A shaking table model test was conducted to simulate a submarine tunnel using a completed submarine tunnel as a background. Similar material proportions were proposed for both the tunnel model and the model soil, followed by a corresponding material proportioning test. The shaking table test device was designed and fabricated, and waterproofing measures for the tunnel model and transducer were studied. Subsequently, the shaking table test was performed using the device designed for the water–seabed submarine tunnel. The response of the submarine tunnel structure was analyzed under varying water depths and seismic wave intensities. The main conclusions drawn from this study are as follows:

(1)

A shaking table test device for a water–seabed submarine tunnel was designed, and shaking table tests were conducted using this setup.

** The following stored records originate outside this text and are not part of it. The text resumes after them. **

PR #49, opened 2020-04-20
KO-389 use helm in integ tests and mage setup targets

sandoichi:


mage/ginkgo/lib.go
```diff
@@ -103,11 +102,11 @@ func (k *NsWrapper) countStep() int {
 	return n
 }
 
-func (k NsWrapper) Terminate() error {
+func (ns NsWrapper) Terminate() {
```
jimdickinson, line 105: why stop returning the error?

mage/helm/lib.go
```diff
@@ -0,0 +1,43 @@
...
+		fmt.Sprintf("--namespace=%s", namespace),
+	}
+
+	if overrides != nil && len(overrides) > 0 {
+		var overrideString = ""
+		for key, val := range overrides {
+			if overrideString == "" {
+				overrideString = fmt.Sprintf("%s=%s", key, val)
+			} else {
+
```
respringer, line 24: pedantic tip: remove this extra newline.

mage/kind/lib.go
```diff
@@ -156,27 +162,25 @@ func RunIntegTests() {
 // Perform all the steps to stand up an example Kind cluster,
 // except for applying the final cassandra yaml specification.
 // This must either be applied manually or by calling SetupCassandraCluster
-// or SetupDCECluster
+// or SetupDCECluster.
+// This target assumes that helm is installed and available on path.
 func SetupExampleCluster() {
 	mg.Deps(SetupEmptyCluster)
 	kubectl.CreateSecretLiteral("cassandra-superuser-secret", "devuser", "devpass").ExecVPanic()
-	kubectl.ApplyFiles(
```
respringer, line 163: :)

mage/ginkgo/lib.go
respringer: It looks like the return value is being ignored at least most of the time by the callers.  Still, maybe we should add panics at the caller instead of ignoring things.  I am not sure what is the best approach here.  What is the consequence of an error during Terminate() ?

tests/config_change/config_change_suite_test.go
```diff
@@ -50,18 +44,13 @@ var _ = Describe(testName, func() {
...
 
-			step := "creating default resources"
-			k := kubectl.ApplyFiles(defaultResources...)
-			ns.ExecAndLog(step, k)
-
-			step = "creating the cass-operator resource"
-			k = kubectl.ApplyFiles(operatorYaml)
-			ns.ExecAndLog(step, k)
+			step := "setting up cass-operator resources via helm chart"
+			ns.HelmInstall("../../charts/cass-operator-chart")
```
respringer, line 48: #winning

mage/ginkgo/lib.go
sandoichi: Yeah this is a tricky one. In general the functions here in the ginko util are in charge of doing a ginko friendly panic (usually `Expect`) as a way to have to put in less error handling logic in the tests themselves. 

As Ryan mentioned, we were always ignoring the return value of this, so it seemed weird to keep returning it. I'm not sure what the best way to handle the errors here is. We could query the cluster before each delete call here to make sure that a resource exists before attempting to delete, in case that causes an error that we don't care about (I think it does?). We also don't want to panic immediately, because we want to try and clean up as much as we can (probably?). 

We could perhaps keep a list of errors that occurred and at the end do something with them. Failing to cleanup is a bigger deal now with helm since subsequent runs will just fail out completely if any resources remain, and being in a partially cleaned up state will also prevent us from being able to do a `helm uninstall` on a subsequent run to resolve it.

jimdickinson: yeah I noticed we have a more graceful uninstall... maybe give this function a comment like it's the shutdown handler, and make sure the graceful one is error checking?

my concern is sometimes not fully cleaning up leaks resources that cost $$$, like PVs

mage/helm/lib.go
```diff
@@ -0,0 +1,43 @@
+// Copyright DataStax, Inc.
+// Please see the included license file for details.
+
+package helm_util
```
jimdickinson, line 4: just noticed the dirs mismatch the package statement - how'd we get in that pattern for mage?

mage/integ-tests/lib.go
```diff
@@ -68,13 +68,18 @@ func runGinkgoTestSuite(path string) {
...
+// Example:
+// M_INTEG_DIR=scale_up,stop_resume
+//
+// This target assumes that helm is installed and available on path.
 func Run() {
 	var testDirs []string
 	integDir := os.Getenv(envIntegDir)
 	if integDir != "" {
-		testDirs = []string{integDir}
+		testDirs = strings.Split(integDir, ",")
```
jimdickinson, line 82: 😻

mage/kind/lib.go
```diff
@@ -156,27 +162,25 @@ func RunIntegTests() {
 // Perform all the steps to stand up an example Kind cluster,
 // except for applying the final cassandra yaml specification.
 // This must either be applied manually or by calling SetupCassandraCluster
-// or SetupDCECluster
+// or SetupDCECluster.
```
jimdickinson, line 165:
```suggestion
// or SetupDSECluster.
```

mage/helm/lib.go
sandoichi: yeah we have this in most of our mage dirs. It probably started back with `util` and `sh` dirs being self explanatory when viewing in the filesystem, but when importing as just `sh` and `util` they seemed ambiguous and I think we changed the package names to compensate, but left the dirs more concise.

mage/ginkgo/lib.go
sandoichi: Helm will uninstall everything except for datacenters, crd, namespace itself. If any of helm's installed resources are not there anymore, it will fail to uninstall everything.

So helm is really only one chunk of the important cleanup here. It seems like we should probably track if any of the steps failed, cleanup as much as we can, and then report any errors?

```
1) Delete datacenters and store any errors
2) Helm uninstall, and store any errors
3) Delete crd
4) Delete namespace, and store any errors <--- though this step will probably still hang indefinitely if step 1 failed...maybe we shouldn't attempt it if step 1 failed.
```

jimdickinson: ^ looks right to me - but if it's gonna be more than a few more lines of changes you can punt it to another PR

The results indicate that the test device effectively simulates the hydrogeological environment of the tunnel and provides pressure compensation to simulate changes in water levels.

(2)

The acceleration response of the submarine tunnel decreases as the burial depth of each measurement point increases, attributed to the more significant constraint effect of earth pressure on the tunnel with deeper soil layers. In addition, the acceleration response of the tunnel shows a slight decrease when subjected to double water pressure from two different water levels. It may be due to the effect of overlying water on the compaction of the tunnel in the saturated soil layer, which limits the vibration of the tunnel in space.

(3)

As the burial depth of each measurement point in the submarine tunnel increases, there is a corresponding increase in the constraint effect of earth pressure on the tunnel relative to the horizontal displacement of the seabed surface. Analyzing the rate of relative displacement change reveals that doubling water pressure does not lead to a significant change in the relative displacement law; the change rate remains minimal.

(4)

During seismic loading, the strain peaks at the tunnel arch shoulder, arch waist, and arch foot are larger, whereas those at the vault and superelevation arch are smaller. Furthermore, a slight increase in the peak strain response of the tunnel is observed after doubling the water pressure.

(5)

Compared with the test results, the seismic response of the tunnel is mainly affected by the intensity of the ground motion, and the water depth has little influence on the tunnel’s dynamic response. The dynamic response of an undersea tunnel under the influence of a shear wave exhibits regular changes along the direction of tunnel height. Different response indices show varied trends in response peaks, emphasizing the need for comprehensive consideration in the design of undersea tunnels.

(6)

A two-dimensional model of a saturated soil–submarine tunnel was created to investigate the effects of SV wave input at different water depths on acceleration, relative displacement, pore water pressure, shear force, and bending moment responses of the tunnel structure. The results indicate that as water depth increases under the influence of shear waves, the dynamic response indices of different structures display diverse trends. Furthermore, the same dynamic response index exhibits distinct changing patterns at different positions within the tunnel structure. Among these, the peak acceleration of the structure demonstrates the most complex and variable trend, while the relative displacement of the horizontal peak is the gentlest.